> _Instructions for the task_: Report each line of the records below that uses the word "never".

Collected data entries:

PR #3707, opened 2023-12-18
rewrite norass to use lemmas

wlammen:
Restructure the proof of norass such that repeated steps can be moved to lemmas.  One lemma subsumes the idea introduced in #3703 .

EDIT: The total number of proof bytes reduces from 341 to 320, proof lines from 44 to 40.


set.mm
```diff
@@ -11796,21 +11796,40 @@ This definition (in the form of ~ dfifp2 ) appears in Section II.24 of
     ( wnor wo wn notnotb df-nor notbii nornot 3bitr2ri bicomi ) ABCZLCZABDZNNEZ
     ELEMNFLOABGHLIJK $.
 
+  $( This lemma of ~ norass connects the bi-conditional to implications in a
+     different way than ~ dfbi2 does.  (Contributed by Wolf Lammen,
+     18-Dec-2023.) $)
+  norass-lem1 $p |- ( ( ph <-> ps ) <-> ( ( ph -> ps ) <-> ( ps -> ph ) ) ) $=
+    ( wb wi wa dfbi2 pm5.1 sylbi impbi wn conax1 pm5.21im syl2imc bija impbii )
+    ABCZABDZBADZCZPQRESABFQRGHQRPABIRJAJQJBJPBAKABKABLMNO $.
```
benjub, line 11804: To me, this statement is interesting in its own right, so you could move it much earlier, with a specific label. `dfbi4` ?

set.mm
```diff
@@ -11796,21 +11796,40 @@ This definition (in the form of ~ dfifp2 ) appears in Section II.24 of
...
+
+  $( This lemma shows the equivalence of two expressions, used in ~ norass .
+     (Contributed by Wolf Lammen, 18-Dec-2023.) $)
+  norass-lem2 $p |- ( ( ( ph \/ ps ) -> ch ) <-> ( ( ph -\/ ps ) \/ ch ) ) $=
```
benjub, line 11808: Our labeling conventions want no dash (so `norasslem1`, etc.).

set.mm
wlammen: Unfortunately it is not a definition, since <-> appears on both sides.  The name should not start with df.

wlammen: I decided on impimprbi. To avoid any confusion with biimp/biimpr the bi was suffixed.

set.mm
```diff
@@ -7067,6 +7067,14 @@ _praeclarum theorema_ (splendid theorem).  (Contributed by NM,
   pm4.45im $p |- ( ph <-> ( ph /\ ( ps -> ph ) ) ) $=
     ( wi ax-1 pm4.71i ) ABACABDE $.
 
+  $( An implication and its reverse are equivalent only when both operands are
+     equivalent.  The right hand side resembles that of ~ dfbi2 , but ` <-> `
+     is a weaker opertor than ` /\ ` .  (Contributed by Wolf Lammen,
```
icecream17, line 7072:
```suggestion
     is a weaker operator than ` /\ ` .  (Contributed by Wolf Lammen,
```

set.mm
```diff
@@ -11796,21 +11804,33 @@ This definition (in the form of ~ dfifp2 ) appears in Section II.24 of
     ( wnor wo wn notnotb df-nor notbii nornot 3bitr2ri bicomi ) ABCZLCZABDZNNEZ
     ELEMNFLOABGHLIJK $.
 
+  $( This lemma shows the equivalence of two expressions, used in ~ norass .
+     (Contributed by Wolf Lammen, 18-Dec-2023.) $)
+  norasslem1 $p |- ( ( ( ph \/ ps ) -> ch ) <-> ( ( ph -\/ ps ) \/ ch ) ) $=
+    ( wo wi wn wnor imor df-nor orbi1i bitr4i ) ABDZCELFZCDABGZCDLCHNMCABIJK $.
+
+  $( This lemma specializes ~ biimt suitable for the proof of ~ norass .
```
icecream17, line 11812:
```suggestion
  $( This lemma specializes ~ biimt suitably for the proof of ~ norass .
```

set.mm
```diff
@@ -11796,21 +11804,33 @@ This definition (in the form of ~ dfifp2 ) appears in Section II.24 of
...
+     (Contributed by Wolf Lammen, 18-Dec-2023.) $)
+  norasslem2 $p |- ( ph -> ( ps <-> ( ( ph \/ ch ) -> ps ) ) ) $=
+    ( wo wi wb orc biimt syl ) AACDZBJBEFACGJBHI $.
+
+  $( This lemma specializes ~ biorf suitable for the proof of ~ norass .
```
icecream17, line 11817:
```suggestion
  $( This lemma specializes ~ biorf suitably for the proof of ~ norass .
```

icecream17 (approved):

set.mm
wlammen: done

set.mm
```diff
@@ -7069,8 +7069,9 @@ _praeclarum theorema_ (splendid theorem).  (Contributed by NM,
 
   $( An implication and its reverse are equivalent only when both operands are
      equivalent.  The right hand side resembles that of ~ dfbi2 , but ` <-> `
-     is a weaker operator than ` /\ ` .  (Contributed by Wolf Lammen,
-     18-Dec-2023.) $)
+     is a weaker operator than ` /\ ` .  Note that an implication and its
+     reverse can never be simultaniously false, because of ~ pm2.521 .
```
benjub, line 7073:
```suggestion
     reverse can never be simultaneously false, because of ~ pm2.521 .
```
also, I would change the "only when" to "exactly when", three lines above.

wlammen: done

icecream17 (approved):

> _The answer_:
+     reverse can never be simultaniously false, because of ~ pm2.521 .
     reverse can never be simultaneously false, because of ~ pm2.521 .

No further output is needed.